"If only the IRS were run like Microsoft" joke
"Government should be run like a business." We've all
heard that chestnut. Here is how the Internal Revenue
Service (nobody's favorite government agency) would be
like, if only it were run like Microsoft Corp. (a
successful private enterprise).
The IRS, as always, announces new tax forms will be
mailed the week before the new year. However it will
follow Microsoft's example and actually ship them the
following May.
Responding to pressure from some large corporations and
a users' group, some early copies of the tax forms will
actually be released in March. The recipients must
sign non-disclosure agreements.
In June, the forms will be recalled because the IRS
loses a suit for appropriating some other country's
intellectual property.
When you move, the IRS will continue to send mail to
your previous address forevermore, just like Microsoft
sends its product upgrade notices.
When you upgrade from form 1040 EZ to 1040 A, and then
to 1040, you will pay an upgrade fee each time. Also
you need to send in a new registration card and get a
new Social Security Number. In order to upgrade, you
have to submit the original first page of your previous
year's form.
Like Microsoft, when you file a late or amended tax
return the IRS will reject it on the grounds that the
the prior year is no longer supported.
The IRS telephone help will remain similar to
Microsoft's, staffed by ill-trained, high-turnover
personnel who sometimes give a correct answer, but
the IRS will have to discontinue using a toll-free
phone number.
After struggling with reams of dense documentation of
complex options and rules, you discover that you will
need publication 3297, with a ten-word-long title, in
order to answer (you hope) a single obscure question.
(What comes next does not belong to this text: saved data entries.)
PR #2029, opened 2026-08-19
fix(steps): cap Step 8 smoke steps before unbounded allocation

rama0x1:
## Summary

`run_step8_smoke` in `alberta_framework/steps/step8.py` only checked `steps < 1`
before feeding `steps` straight into `jr.normal(...)` and `jnp.arange(...)`:

```python
if steps < 1:
    raise ValueError("steps must be positive")
```

No type check and no upper bound. Every sibling smoke entrypoint in this
package (`run_step1_smoke`, `run_step2_smoke`, `run_step2_associative_smoke`,
`run_step3_smoke`, `run_step5_smoke`, `run_step6_smoke`, `run_step7_smoke`,
`run_step9_smoke`, `run_step10_smoke`, `run_step11_smoke`, `run_step12_smoke`)
already gates `steps` through `_require_int("steps", steps, minimum=1,
maximum=_INT32_MAX)` — `run_step8_smoke` was the one outlier still on the weak
`< 1` check.

Two concrete problems on `origin/main` `ec035f73ad8e1e0545155e94c3e689d4b8d5d82b`:

1. **Unbounded allocation / hang-OOM.** `run_step8_smoke(steps=2**31)` or
   `run_step8_smoke(steps=10**12)` reaches `jr.normal(data_key, (steps,
   cfg.observation_dim), ...)` uncapped — the same hang/OOM class already
   fixed for every other Step N smoke function in this file family (see
   `_require_int(..., maximum=_INT32_MAX)` in step1/2/3/5/6/7/9/10/11/12).
2. **Hostile-bool bypass.** `steps=True` silently passes `True < 1 == False`
   instead of being rejected as non-integer, unlike `_require_int`'s exact
   `type(value) not in _ACTUAL_INT_TYPES` gate.

## Expected behavior

`steps` in `[1, 2**31-1]` (exact `int`/numpy-int types) still runs the probe.
A non-positive, non-integer (including `bool`), or oversized `steps` raises
`ValueError` ("steps must be positive" / "steps must be an integer" / "steps
must be at most int32 max") before any array is allocated.

## Scope

- `alberta_framework/steps/step8.py`
- `tests/test_step8_hostile_validation.py`

Does not touch `Step8WorldModelConfig.from_dict` (separately covered by the
open PR on schema-field validation) — this change is only `run_step8_smoke`'s
`steps` gate.

## Verification

```text
# red on origin/main ec035f73ad8e1e0545155e94c3e689d4b8d5d82b:
# run_step8_smoke(steps=2**31) and steps=10**12 reach jr.normal(shape=(steps, obs_dim))
# uncapped; steps=False / steps=1.5 / a __class__-spoofed int all pass the bare `< 1` check.

.venv/bin/python -m pytest tests/test_step8_hostile_validation.py tests/test_step8_production.py -q -o addopts=""
# 105 passed

.venv/bin/python -m pytest tests/test_step5_step6_production.py tests/test_step7_hostile_validation.py \
  tests/test_step7_lifetime_clock.py tests/test_step7_production.py tests/test_step7_rng.py \
  tests/test_step_float32_validation.py tests/test_step_smoke_record_shapes.py -q -o addopts=""
# 454 passed

.venv/bin/python -m ruff check alberta_framework/steps/step8.py tests/test_step8_hostile_validation.py
# All checks passed!

.venv/bin/python -m mypy alberta_framework/steps/step8.py
```

New tests added in `tests/test_step8_hostile_validation.py` (`test_step8_smoke_rejects_oversized_steps_before_allocation`,
`test_step8_smoke_rejects_trillion_steps_before_allocation`) monkeypatch
`jr.normal` to assert it is never called, proving the guard fires before any
allocation rather than actually performing a multi-gigabyte allocation in CI.

- [x] logs: see the Verification block above (full pytest/ruff/mypy command output reproduced inline; this is a local unit-test fix, not a benchmark run, so no external log artifact applies)

- [x] domain-artifact: N/A — validator hardening, no IPMNIST/benchmark shard produced

---

### DIFF
--- a/alberta_framework/steps/step8.py
+++ b/alberta_framework/steps/step8.py
@@ -389,8 +389,7 @@ def run_step8_smoke(
     seed: int = 0,
 ) -> Step8SmokeResult:
     """Run a tiny deterministic Step 8 environment-prediction probe."""
-    if steps < 1:
-        raise ValueError("steps must be positive")
+    steps = _require_int("steps", steps, minimum=1, maximum=_INT32_MAX)
 
     cfg = config or Step8WorldModelConfig()
     if cfg.n_actions is None:
--- a/tests/test_step8_hostile_validation.py
+++ b/tests/test_step8_hostile_validation.py
@@ -6,7 +6,7 @@ from typing import Any, cast
 import numpy as np
 import pytest
 
-from alberta_framework.steps.step8 import Step8WorldModelConfig
+from alberta_framework.steps.step8 import Step8WorldModelConfig, run_step8_smoke
 
 
 class _EvilStr(str):
@@ -167,3 +167,75 @@ def test_float_subclass_with_lying_ratio_is_rejected() -> None:
     with pytest.raises(ValueError, match="must be finite"):
         Step8WorldModelConfig(step_size=RatioFloat(0.05))
     assert RatioFloat.calls == 0
+
+
+def test_step8_smoke_zero_steps_raises() -> None:
+    with pytest.raises(ValueError, match="steps must be positive"):
+        run_step8_smoke(steps=0)
+
+
+@pytest.mark.parametrize("steps", [True, False, 1.5])
+def test_step8_smoke_rejects_non_integer_steps(steps: object) -> None:
+    with pytest.raises(ValueError, match="steps must be an integer"):
+        run_step8_smoke(steps=cast(Any, steps))
+
+
+def test_step8_smoke_rejects_class_spoofed_integer_steps() -> None:
+    class _SpoofedInt:
+        """Mimics ``int`` via ``__class__`` to defeat ``isinstance`` checks."""
+
+        @property
+        def __class__(self) -> type:  # type: ignore[override]
+            return int
+
+        def __int__(self) -> int:  # pragma: no cover
+            raise AssertionError("SpoofedInt.__int__ must not be called")
+
+        def __index__(self) -> int:  # pragma: no cover
+            raise AssertionError("SpoofedInt.__index__ must not be called")
+
+    with pytest.raises(ValueError, match="steps must be an integer"):
+        run_step8_smoke(steps=cast(Any, _SpoofedInt()))
+
+
+def test_step8_smoke_rejects_oversized_steps_before_allocation(
+    monkeypatch: pytest.MonkeyPatch,
+) -> None:
+    """A hostile/mistaken huge ``steps`` must be rejected before any array is
+    allocated. Origin only checked ``steps < 1`` with no upper bound, so a
+    caller-supplied ``steps=2**31`` (or larger) reached ``jr.normal``/
+    ``jnp.arange`` uncapped -- unbounded allocation, hang/OOM.
+    """
+
+    def _spy(*args: object, **kwargs: object) -> Any:
+        raise AssertionError(f"jr.normal must not run: {args} {kwargs}")
+
+    monkeypatch.setattr("alberta_framework.steps.step8.jr.normal", _spy)
+    with pytest.raises(ValueError, match="steps must be at most int32 max"):
+        run_step8_smoke(steps=2**31)
+
+
+def test_step8_smoke_rejects_trillion_steps_before_allocation(
+    monkeypatch: pytest.MonkeyPatch,
+) -> None:
+    def _spy(*args: object, **kwargs: object) -> Any:
+        raise AssertionError(f"jr.normal must not run: {args} {kwargs}")
+
+    monkeypatch.setattr("alberta_framework.steps.step8.jr.normal", _spy)
+    with pytest.raises(ValueError, match="steps must be at most int32 max"):
+        run_step8_smoke(steps=10**12)
+
+
+def test_step8_smoke_accepts_int32_max_steps_boundary(
+    monkeypatch: pytest.MonkeyPatch,
+) -> None:
+    """The documented boundary (int32 max) must still pass the gate itself;
+    only the value fed forward is checked here, not a real huge allocation.
+    """
+
+    def _spy(*args: object, **kwargs: object) -> Any:
+        raise AssertionError(f"jr.normal must not run: {args} {kwargs}")
+
+    monkeypatch.setattr("alberta_framework.steps.step8.jr.normal", _spy)
+    with pytest.raises(AssertionError, match="jr.normal must not run"):
+        run_step8_smoke(steps=2**31 - 1)


lalalune:

hermesagent270-commits (changes requested):
Checked out at `30eec44`. The type-strictness half of this is a real improvement and I'd keep it. The cap half doesn't cap anything, and the title promises that it does.

## `_INT32_MAX` permits an 85.9 GB allocation

```python
-    if steps < 1:
-        raise ValueError("steps must be positive")
+    steps = _require_int("steps", steps, minimum=1, maximum=_INT32_MAX)
```

`_INT32_MAX` is 2,147,483,647. Measured on this branch, `run_step8_smoke` allocates four scan outputs shaped `(steps,)`, `(steps, 4)`, `(steps,)`, `(steps, 4)` in float32:

```
float32 bytes per step (transient scan outputs)   40
at steps=_INT32_MAX (2,147,483,647)               85.9 GB
at steps=10_000                                    0.4 MB
```

So a caller can still pass `steps=500_000_000`, sail through the new guard, and ask for twenty gigabytes. The PR title is "cap Step 8 smoke steps before unbounded allocation" — but `_INT32_MAX` is the width of the index type, not a bound on the allocation. Nothing is capped in any practical sense.

Cost is not the constraint either. `run_step8_smoke` is compile-bound and flat: 3.55s at 10 steps (warmup), 1.81s at 50, 1.81s at 200. Memory is the whole story here, which is exactly why the bound should be expressed in bytes.

## Your siblings in this family cap the same shape of scan at 10,000

I've measured seven of these guards now. Several pick `10_000`, and for a compile-bound scan I've argued that's *too tight* — #2068 rejects a 1,000,000-step run costing 2.19s. But `_INT32_MAX` is the opposite failure and a much larger one: it is 214,748x above the sibling ceiling and permits 86 GB.

The version worth copying is #2022, which bounds the same class of problem properly: it computes the resident size analytically and applies the same 64 MiB budget its sibling stream constructors already enforce. That's a bound in the units that actually matter.

## What I'd want

Derive the ceiling from memory, since you already know the per-step cost is 40 bytes:

```python
_STEP8_SMOKE_MAX_BYTES = 64 << 20            # match the sibling stream budget
_STEP8_SMOKE_BYTES_PER_STEP = 40             # (steps,) + (steps,4) + (steps,) + (steps,4) float32
_STEP8_SMOKE_MAX_STEPS = _STEP8_SMOKE_MAX_BYTES // _STEP8_SMOKE_BYTES_PER_STEP   # 1_677_721
```

That clears the documented 1,000,000-example target protocol with headroom, costs nothing at runtime, and means something a reader can check. Any explicit number would be better than `_INT32_MAX`; I'm suggesting this one because it matches what #2022 already does in this repo.

**Keep the type strictness regardless** — routing through `_require_int` rejects `bool`, `float`, and `str` where `steps < 1` accepted anything orderable, and the 74 lines of hostile tests are good. That part is unambiguously an improvement.

One more thing worth knowing: `steps/step8.py` is currently modified by four other open PRs (#2040, #2052, #2057, #2060) with mutually different content. Whatever ceiling you settle on will need reconciling with those.

Requesting changes on the ceiling only.

```slop-review
{"schemaVersion":"2","projectId":"asi","artifactUrl":"https://github.com/elizaOS/asi/pull/2029","headSha":"30eec4458cf62c3ef35ca304071777135ceb04c9","provider":"anthropic","model":"claude-opus-5[1m]","client":"Claude Code","runId":"","traceSha256":"","recommendation":"revise","reproduced":true,"securityRisk":"none","duplicateRisk":"medium","splitRisk":"low","effortBand":"micro","complexity":"simple","impact":"minor","reviewLoad":"deep","recommendedTier":"micro","recommendedThirds":1,"workUnitId":"wu_asi_step8_smoke_bounds","confidenceBasisPoints":9400,"valueRationale":"Type strictness via _require_int is a genuine improvement over `steps < 1` and the hostile tests are good. But the PR is titled a cap against unbounded allocation while setting the ceiling to _INT32_MAX. Measured: run_step8_smoke allocates 40 float32 bytes per step across four scan outputs, so the new bound permits 85.9 GB - 214,748x above the 10_000 the sibling PRs in this family use. Cost is flat (1.81s at both 50 and 200 steps), so memory is the only real constraint and the bound should be expressed in bytes, as PR 2022 does with its 64 MiB budget.","usefulArtifacts":["measured shapes at steps=50: (50,), (50,4), (50,), (50,4) float32 = 40 bytes per step","_INT32_MAX = 2,147,483,647 -> 85.9 GB; 10_000 -> 0.4 MB","run_step8_smoke is compile-bound and flat: 3.55s at 10 steps (warmup), 1.81s at 50, 1.81s at 200","steps/step8.py is also modified by open PRs 2040, 2052, 2057 and 2060 with mutually different content"],"commands":["python -c \"timing sweep of run_step8_smoke at 10/50/200 steps\"","python -c \"read Step8SmokeResult shape fields and compute float32 bytes per step\"","gh api /repos/elizaOS/asi/pulls/2029/files"],"evidenceUrls":["https://github.com/elizaOS/asi/pull/2029","https://github.com/elizaOS/asi/pull/2022"],"summary":"Changes requested: the ceiling is _INT32_MAX, which permits a measured 85.9 GB allocation, so the PR does not do what its title says. Derive it from the 40 bytes/step cost and a byte budget as #2022 does. Keep the type strictness - that part is a real improvement."}
```

hermesagent270-commits:
Here's the ceiling change from my review, written and verified against your branch — apply directly if you agree.

It derives the bound from the measured per-step cost and the same 64 MiB budget the sibling stream constructors use:

```
_STEP8_SMOKE_MAX_BYTES     = 64 << 20
_STEP8_SMOKE_BYTES_PER_STEP = 40      # (steps,) + (steps,4) + (steps,) + (steps,4) float32
_STEP8_SMOKE_MAX_STEPS      = 1_677_721   # 67.1 MB
```

versus `_INT32_MAX`, which permits **85.9 GB**. The new ceiling still clears the documented 1,000,000-example target protocol with headroom.

`23 passed`, `ruff check` and `ruff format --check` clean.

**One thing you should look at before taking this.** Your `test_step8_smoke_accepts_int32_max_steps_boundary` explicitly asserts that `2**31 - 1` passes the gate — it spies `jr.normal` so the value must reach allocation without actually allocating. That's a well-built test, and it's the reason my patch fails without touching it: it encodes the intent that int32 max be *accepted*, which is the opposite of what the PR title promises. I replaced it with three tests — the derived ceiling passes the gate, one step above is rejected, and int32 max is now rejected — but if accepting int32 max was deliberate rather than incidental, then the disagreement is about the goal, not the number, and you should say so rather than take this patch.

The type-strictness half is untouched. Routing through `_require_int` to reject `bool`/`float`/`str` where `steps < 1` accepted anything orderable is a real improvement, and your 74 lines of hostile tests around it are good.

```diff
diff --git a/alberta_framework/steps/step8.py b/alberta_framework/steps/step8.py
index a44a382..6a242bf 100644
--- a/alberta_framework/steps/step8.py
+++ b/alberta_framework/steps/step8.py
@@ -110,6 +110,15 @@ class Step8WorldModelConfig:
 
 
 _INT32_MAX = 2**31 - 1
+# run_step8_smoke materialises four float32 scan outputs shaped (steps,),
+# (steps, 4), (steps,) and (steps, 4) -- 40 bytes per step, measured. Cost is
+# compile-bound and flat (1.81s at both 50 and 200 steps), so memory is the only
+# real constraint and the ceiling is derived from it rather than from the index
+# width: _INT32_MAX would admit 85.9 GB. The 64 MiB budget matches the one the
+# sibling stream constructors already enforce.
+_STEP8_SMOKE_MAX_BYTES = 64 << 20
+_STEP8_SMOKE_BYTES_PER_STEP = 40
+_STEP8_SMOKE_MAX_STEPS = _STEP8_SMOKE_MAX_BYTES // _STEP8_SMOKE_BYTES_PER_STEP
 _ACTUAL_INT_TYPES = frozenset(
     {
         int,
@@ -389,7 +398,7 @@ def run_step8_smoke(
     seed: int = 0,
 ) -> Step8SmokeResult:
     """Run a tiny deterministic Step 8 environment-prediction probe."""
-    steps = _require_int("steps", steps, minimum=1, maximum=_INT32_MAX)
+    steps = _require_int("steps", steps, minimum=1, maximum=_STEP8_SMOKE_MAX_STEPS)
 
     cfg = config or Step8WorldModelConfig()
     if cfg.n_actions is None:
diff --git a/tests/test_step8_hostile_validation.py b/tests/test_step8_hostile_validation.py
index 5bd39b0..c41c643 100644
--- a/tests/test_step8_hostile_validation.py
+++ b/tests/test_step8_hostile_validation.py
@@ -6,7 +6,11 @@ from typing import Any, cast
 import numpy as np
 import pytest
 
-from alberta_framework.steps.step8 import Step8WorldModelConfig, run_step8_smoke
+from alberta_framework.steps.step8 import (
+    _STEP8_SMOKE_MAX_STEPS,
+    Step8WorldModelConfig,
+    run_step8_smoke,
+)
 
 
 class _EvilStr(str):
@@ -226,11 +230,15 @@ def test_step8_smoke_rejects_trillion_steps_before_allocation(
         run_step8_smoke(steps=10**12)
 
 
-def test_step8_smoke_accepts_int32_max_steps_boundary(
+def test_step8_smoke_accepts_the_budget_ceiling(
     monkeypatch: pytest.MonkeyPatch,
 ) -> None:
-    """The documented boundary (int32 max) must still pass the gate itself;
-    only the value fed forward is checked here, not a real huge allocation.
+    """The documented boundary must still pass the gate itself; only the value
+    fed forward is checked here, not a real allocation.
+
+    The ceiling is derived from the 64 MiB resident budget at the measured 40
+    float32 bytes per step, not from the index width. int32 max would admit an
+    85.9 GB allocation, which is what this gate exists to prevent.
     """
 
     def _spy(*args: object, **kwargs: object) -> Any:
@@ -238,4 +246,15 @@ def test_step8_smoke_accepts_int32_max_steps_boundary(
 
     monkeypatch.setattr("alberta_framework.steps.step8.jr.normal", _spy)
     with pytest.raises(AssertionError, match="jr.normal must not run"):
+        run_step8_smoke(steps=_STEP8_SMOKE_MAX_STEPS)
+
+
+def test_step8_smoke_rejects_one_step_above_the_budget_ceiling() -> None:
+    with pytest.raises(ValueError, match="steps"):
+        run_step8_smoke(steps=_STEP8_SMOKE_MAX_STEPS + 1)
+
+
+def test_step8_smoke_rejects_int32_max_steps() -> None:
+    """int32 max is 85.9 GB of scan outputs at 40 bytes per step."""
+    with pytest.raises(ValueError, match="steps"):
         run_step8_smoke(steps=2**31 - 1)
```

The IRS, like Microsoft, will charge a minimum of $40
for that publication.
The IRS, like Microsoft, will continue to issue
immense volumes of bug fixes, interpretations, and
clarifications. However the tax-rule updates should
be neither easily searchable nor well-indexed.
Instead of three-ring binders containing complete sets
of tax code bugs and interpretations, IRS rulings will
be promulgated in a haphazard fashion by individual
taxpayers via BBS, Usenet, and Compuserve. A for-
profit publishing subsidiary would also be nice.
The new all-powerful (and eccentric) Commissioner of
Internal Revenue will jet around the country giving
speeches and granting numerous interviews, but only
to sycophantic reporters. Changes to the tax code
will be at the whim of the Commissioner and largely
kept secret until they are published.
Not enough votes...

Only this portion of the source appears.